Integration and external communication

Integration and external communication configuration defines how the system connects to and exchanges information with external systems. By configuring transport mechanisms, messaging, connectivity, and AI tools, you control how data and events flow between the IBM Sterling® Order Management System and external applications.

This configuration supports reliable, scalable integrations and separates external communication from core workflow and business logic. This separation helps you update integrations without redesigning process models.

Overview

Order management often relies on external systems such as payment, fulfillment, and logistics services. Integration and external communication configuration governs how those interactions occur, rather than when logic runs or how workflows are structured.

You can configure how services communicate outside the system by using transport mechanisms, messaging patterns, connectivity settings, and AI tools. AI tools define how the system interacts with external services by using service definition files, which helps you manage integrations in a consistent and reusable way.

This configuration works alongside service definitions and actions. Service definitions describe available services, while AI tools define how those services are used in integrations. Together, these configurations help you control both what the system does and how it communicates with external systems.

Separating integration configuration from workflow and execution logic helps ensure that external communication can be updated or extended without redesigning process models.

Managing integrations with AI tools

Use AI tools to define how the system interacts with external services. Each AI tool uses a service definition file to configure how requests are sent and how responses are processed. AI tools help you manage integrations in a consistent and reusable way. You can create, view, modify, and delete AI tools in Order Hub.

For more information, see AI tools.

Transport mechanisms

Transport mechanisms define how messages are sent to and received from external systems. They provide the technical foundation for integration, such as synchronous or asynchronous communication, and determine how data is transmitted beyond the order management system.

Teams configure transport mechanisms independently, and services reference them for consistent reuse.

Messaging and event publishing

Messaging and event publishing define how the system communicates state changes and processing outcomes. Events enable external systems to react to order lifecycle milestones without tightly coupling integration logic to workflows.

Messaging configuration supports scalable and loosely coupled communication patterns across functional domains.

Integration endpoints and connectivity

Integration endpoint and connectivity configuration defines where messages are sent and how connections are established. These configurations include endpoint definitions, connection settings, and other connectivity details that are required to communicate with external systems.

Centralized connectivity configuration helps isolate environment‑specific settings from business logic.

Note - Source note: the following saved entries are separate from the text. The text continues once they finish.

PR #577, opened 2021-01-26
KDEV-1451: {N} SDK - Fix webpack failing to find firebase messaging package

ventsislav-georgiev:
Importing
```ts
import { firebase, messaging } from '@nativescript/firebase';
```
Is being compiled by webpack expecting `@nativescript/firebase/firebase.js` to have a `messaging` export, but there is no such export and the import fails.


bradmartin:
I just noticed I opened the same PR 👍 😄 thanks for this. Was throwing me for a loop earlier.

tsvetomir-nedyalkov (approved):
LGTM

PR #578, opened 2021-01-26
fix: messaging import was incorrect with NS7 firebase

bradmartin:
#### Description

```typescript
import { messaging } from '@nativescript/firebase';
```
will fail and `messaging` will be undefined. The fix it to use `@nativescript/firebase/messaging`

#### Changes

Only changed the import, and ordered the import order.


bradmartin:
PR addressing the issue was opened earlier today.

PR #581, opened 2021-03-12
KDEV-721: Use all Query instance features when doing an autoStore.find()

georgiwe:
#### Description
AutoStore now uses the specified paging settings (skip, limit) and projection, when performing a `.find()`. This will bring about a side effect that fetching pages in a non-sequential manner could result in discrepancies between what's been fetched and what is stored for offline use. We will be addressing this issue in a planned later redesign of the AutoStore.

#### Changes
- Extract the logic to be used for `.find()` in a separate method and preserve the current behaviour of `.pull()` and `CacheStore.find()`
- Use the old `AutoStore.find()` logic when using delta set, for the time being
- Fix a wrong validation for `AutoStore.group()` which prevented its use
- `AutoStore.find()` with a projection (the `fields` query option) fetches all fields from the server, stores them offline and then prunes unwated fields before returning the result. The reason is that the items can be used with different projections offline and to support updates without removing fields on the server.

### DIFF
--- a/packages/js-sdk/src/datastore/autostore.ts
+++ b/packages/js-sdk/src/datastore/autostore.ts
@@ -12,15 +12,19 @@ export class AutoStore extends CacheStore {
   }
 
   async find(query?: Query, options: any = {}) {
-    const cache = new DataStoreCache(this.collectionName, this.tag);
-
     if (query && !(query instanceof Query)) {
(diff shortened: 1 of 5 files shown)


alexanderfilipov (approved):
LGTM. Maybe it makes sense to bumb the minor version?

alexanderfilipov (approved):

External system connectivity

External system connectivity covers the management of connection settings that help ensure reliable and secure communication with external applications. This configuration includes maintaining connection parameters and helping ensure that integrations remain operational as systems and environments change.

Apache Kafka integration

Apache Kafka is supported as a transport mechanism for event‑driven integration scenarios. Kafka enables scalable, asynchronous communication for publishing events and messages to external consumers.

Kafka integration is used with service definitions and transport components to support high‑volume and loosely coupled integrations.